Work instructions
Copy each line from the listing below where the word "Self" shows up.

Data to process
PR #1566, opened 2023-05-08
Add storage migration to MemoryManager (v6 to v7)

przydatek:
Add functionality to migrate storage from v6 to v7, where v7 uses `ic_stable_structures::MemoryManager`. The migration does not copy the entire data, but rather uses 2nd page of the memory (which was unused/reserved so far) for `MemoryManager`'s metadata.  The anchor-memory starts in both versions from the 3rd page.
The migration is not enabled yet, and will be controlled by a flag added in a subsequent MR.
(GIX-1423)


src/internet_identity/src/storage.rs
```diff
@@ -396,6 +425,79 @@ impl<M: Memory + Clone> Storage<M> {
         }
     }
 
+    #[allow(dead_code)]
+    pub fn from_memory_v6_to_v7(memory: M) -> Option<Self> {
+        let maybe_storage_v6 = Self::from_memory(memory.clone());
+        maybe_storage_v6.as_ref()?;
```
frederikrothenberger, line 431: What is the purpose of this line?

src/internet_identity/src/storage.rs
```diff
@@ -396,6 +425,79 @@ impl<M: Memory + Clone> Storage<M> {
...
+        let storage_v6 = maybe_storage_v6.unwrap();
```
frederikrothenberger, line 432: It would be nicer to return `None` on empty rather than panicking, no?

src/internet_identity/src/storage.rs
```diff
@@ -396,6 +425,79 @@ impl<M: Memory + Clone> Storage<M> {
...
+                std::mem::size_of::<mm::Header>(),
+            )
+        };
+        let mut mm_header_memory = RestrictedMemory::new(memory.clone(), 1..2);
+        let mut writer = Writer::new(&mut mm_header_memory, 0);
+        writer
+            .write_all(mm_header_bytes)
+            .expect("bug: failed to grow memory");
+        // Update bucket-to-memory assignments.
+        let buckets_offset: u64 = 8 + 32 + 255 * 8;
```
frederikrothenberger: Didn't you want to add some comments here?

src/internet_identity/src/storage.rs
```diff
@@ -396,6 +425,100 @@ impl<M: Memory + Clone> Storage<M> {
...
+        // --------------------------------------------------
+        // ...
+        // --------------------------------------------------
+        // Size of memory 254 (in pages)         ↕ 8 bytes
+        // -------------------------------------------------- <- Bucket allocations
+        // ...
+        let buckets_offset: u64 = (3 + 1 + 2 + 2) + 32 + (255 * 8);
+        let mut writer = Writer::new(&mut mm_header_memory, buckets_offset);
+        let mut bucket_to_memory = [mm::UNALLOCATED_BUCKET_MARKER; mm::MAX_NUM_BUCKETS as usize];
+        for i in 0..num_allocated_buckets {
```
frederikrothenberger, line 512: You could avoid the loop by using `splice`:
```
let mut bucket_to_memory = vec![mm::UNALLOCATED_BUCKET_MARKER; mm::MAX_NUM_BUCKETS as usize];
bucket_to_memory.splice(
    0..num_allocated_buckets as usize,
    vec![0; num_allocated_buckets as usize],
);
```

Requires using vec though, so up to you.

src/internet_identity/src/storage.rs
```diff
@@ -311,7 +338,9 @@ impl<M: Memory + Clone> Storage<M> {
             header_memory,
             anchor_memory,
             maybe_memory_manager,
-        }
+        };
+        storage.flush();
```
frederikrothenberger, line 342: Why is this flush now necessary?

src/internet_identity/src/storage/tests.rs
```diff
@@ -80,6 +82,112 @@ fn should_recover_header_from_memory_v7() {
     assert_eq!(storage.version(), 7);
 }
 
+fn add_test_anchor_data<M: Memory + Clone>(storage: &mut Storage<M>, number_of_anchors: usize) {
+    for _ in 0..number_of_anchors {
+        let (anchor_number, mut anchor) = storage
+            .allocate_anchor()
+            .expect("Failure allocating an anchor.");
+        anchor
+            .add_device(sample_device())
```
frederikrothenberger, line 91: It would be nice to make the devices different (i.e. depend on the index) because this would detect mix-ups in the data.

src/internet_identity/src/storage/tests.rs
```diff
@@ -80,6 +82,112 @@ fn should_recover_header_from_memory_v7() {
...
+        storage.write(anchor_number, anchor.clone()).unwrap();
+    }
+}
+
+fn range_as_hex(memory: &RefCell<Vec<u8>>, offset: u64, length: usize) -> String {
+    let mut buf = vec![0u8; length];
+    memory.read(offset, &mut buf);
+    let s = hex::encode(buf);
+    let mut answer = String::new();
+    for (i, c) in s.chars().enumerate() {
```
frederikrothenberger, line 102: Hm, I stumbled on this loop because it was not immediately obvious to me that you also do formatting here.
Either add a comment or drop the formatting entirely.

Solution below
+    pub fn from_memory_v6_to_v7(memory: M) -> Option<Self> {
+        let maybe_storage_v6 = Self::from_memory(memory.clone());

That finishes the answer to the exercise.